I switch off the television, groan into the silence of the kitchen. A terrifying realization. This isn’t about publicity, good or bad. Accusations, true or false. This is no blip, no
misunderstanding
. This is the opportunity they’ve been waiting for. This is their way of nudging me out. I’ll never get back now, whatever happens with this case. Not after this. India’s triumph. I’m old news, past it. If I’m honest with myself, I know they’ve been trying to get rid of me for months.

“Good bits and bad bits,” I told Jack. I think about them. And it’s Steve, my driver, who comes into my head. Steve’s face, his chatter, his tact, the updates on his wife and daughter. If this is the end, I won’t find out what happened about the polyp. The
polyps
! Or whether Sammy got an interview. And it’s thinking about Steve that finally makes me cry.

Upstairs in the bathroom, I splash water on my face. It is a face that has seen too much and done too much. It’s a face that’s been
around too long. Frown lines and smile lines, and a little crack across one of my front teeth. Secret hairs that need plucking, violet shadows that need more concealer by the day. I’m costing them too much in Touche Éclat. My hair, too: ridiculous. Nail scissors poke out of the toothbrush pot, and I start hacking at it angrily, watch the coils spiral into the basin, clog up the drainage holes. I keep going. Once, my mother, in one of her spurts of exuberant extravagance, decided to prune our patch of garden. She came back from the shops with clippers, loppers, and pruning shears, and I watched from the house as, arms scratched and flailing, she slashed at the hedge of rambling roses, tugged and swore. She didn’t seem to know when to stop. She just kept cutting and cutting until the beautiful bushes were reduced to a few black stubby branches.

Afterward, I study the hair in the sink. It looks like a dead animal. I study my face again. All those comments, I believed them, but I don’t look like Ania, not without makeup. It was just the hair, the same length of reddish hair, nothing more. People have no imagination. Christa, who knew her well, who saw the expressions of her face shift and change, didn’t even notice.
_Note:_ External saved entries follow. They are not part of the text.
PR #3869, opened 2026-08-30
fix(start-os): bound service-side TLS establishment

### LINKED ISSUE #3776: vhost: a container that accepts TCP but never completes TLS parks the client's handshake forever

helix-nine:
## Summary

- Cap the ordinary backend TCP connect and optional service-side TLS handshake at one shared 15-second deadline.
- Preserve source-preserving transparent-connect setup and fallback behavior outside that deadline.
- Add a paused-time regression test for a backend that accepts TCP and never speaks TLS.
- Document the observable timeout in the StartOS interface guide and changelog.

## Why

TLS listener phase 2 resolves the service-side connection before completing the client handshake. A service could accept TCP and then never answer its own TLS handshake, leaving the client parked indefinitely and retaining both sockets in the listener's in-progress set.

The deadline belongs inside `ProxyTarget::preprocess`, around backend establishment. Bounding all TLS config resolution would also cancel ACME certificate work and root-CA state updates, so those remain outside it.

## Verification

- `cargo test -p start-core upstream_alpn_tests --features=test`
- `cargo test -p start-core --features=test --lib` — 750 passed, 3 ignored
- `cargo check -p start-core --features=test --all-targets`
- Prettier checks for the changelog and interface guide
- Taplo check for `shared-libs/crates/start-core/Cargo.toml`
- Timeout ablation: replacing the deadline wrapper with a direct await makes the regression test fail on its outer guard

`cargo check -p start-os --all-targets` reaches the existing embedded-UI prerequisite and cannot run in this checkout because `projects/start-os/web/dist/static/{ui,setup-wizard}` has not been built.

Closes #3776

### DIFF
--- a/shared-libs/crates/start-core/src/net/vhost.rs
+++ b/shared-libs/crates/start-core/src/net/vhost.rs
@@ -743,20 +743,6 @@ fn compute_bind_reqs<A: Accept + 'static>(mapping: &Mapping<A>) -> VHostBindRequ
 const BIND_RETRY_BACKOFF: Duration = Duration::from_secs(2);
 const BACKEND_DIAL_TIMEOUT: Duration = Duration::from_secs(15);
 
-async fn with_backend_deadline<T>(
-    deadline: tokio::time::Instant,
-    target: SocketAddr,
-    future: impl Future<Output = T>,
-) -> Option<T> {
-    match tokio::time::timeout_at(deadline, future).await {
-        Ok(value) => Some(value),
-        Err(_) => {
-            tracing::warn!("no usable connection to {target} within {BACKEND_DIAL_TIMEOUT:?}");
-            None
-        }
-    }
-}
-
 /// Listener that manages its own TCP listeners with IP-level precision.
 /// Binds ALL IPs of public gateways and ONLY matching private IPs.
 pub struct VHostBindListener {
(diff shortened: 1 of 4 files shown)


shared-libs/crates/start-core/src/net/vhost.rs
```diff
@@ -1254,23 +1269,29 @@ where
...
         let peer = extract::<TcpMetadata, _>(metadata).map(|m| m.peer_addr);
         let plain_connect = || async {
-            TcpStream::connect(self.addr)
-                .await
+            let deadline = tokio::time::Instant::now() + BACKEND_DIAL_TIMEOUT;
+            let stream = with_backend_deadline(deadline, self.addr, TcpStream::connect(self.addr))
+                .await?
                 .with_ctx(|_| (ErrorKind::Network, self.addr))
-                .log_err()
+                .log_err()?;
```
dr-bonez, line 1264: why not just tokio::time::timeout??

helix-nine: No good reason for the wrapper. I removed it and now use Tokio’s timeout API directly at both awaits. I kept `timeout_at` rather than two independent `timeout` calls so the ordinary TCP connect and optional TLS handshake share one 15-second budget instead of each receiving 15 seconds. Rebased and re-ran the ALPN tests plus the start-core all-targets check in ab81885af.

dr-bonez (approved):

I bundle the hair into a bag and take it downstairs. For a moment, as I hold it above the bin, I wonder if I could sell it. We live beyond our means—school fees, holidays, tennis club, a ridiculous mortgage. And if I have lost my job, and if Philip is planning . . . well, I’m not going to think about that now. Disassociation: Jack is right. Images flock and throng if you let them; better to lay them flat like photographs, let them fade, slip them into dark, undisturbed corners, into books and under stones.

Life will be different, I tell myself, when this is over. I start by ringing up the Harbor Club to cancel our membership. I can feel the sneer of their surprise. Philip will be furious. I don’t care! And then I collect a roll of black bin bags from the drawer in the kitchen and go through my wardrobe. It’s a purge. Three identical brown
V-necked sweaters, four wrap dresses, several pairs of heels that weren’t to be trusted on the slippery studio floor, silk scarves, silk shirts, kitten-heeled boots, and smart black trousers with crease marks down the legs: they all get bagged up. Then I start on clothes I
do
wear and bag up most of them too.

Nora comes in while I am in the middle of this. I make her a cup of tea and tell her to take what she wants. “Oh, okay,” she says happily. She decides on the trousers—Agnès B. and Joseph—and all the scarves and dresses. She tries on the heels, which are far too big, and shows interest in a pair of Juicy Couture tracksuit bottoms, which have lost their elastic. I mend them for her—doing that trick with a safety pin, when you pin it to the end of the elastic and wrinkle it through the seam.

She lives in Burgess Hill, she tells me, with two friends. “Long, long way.” Her little girl, back home in Manila, is twelve.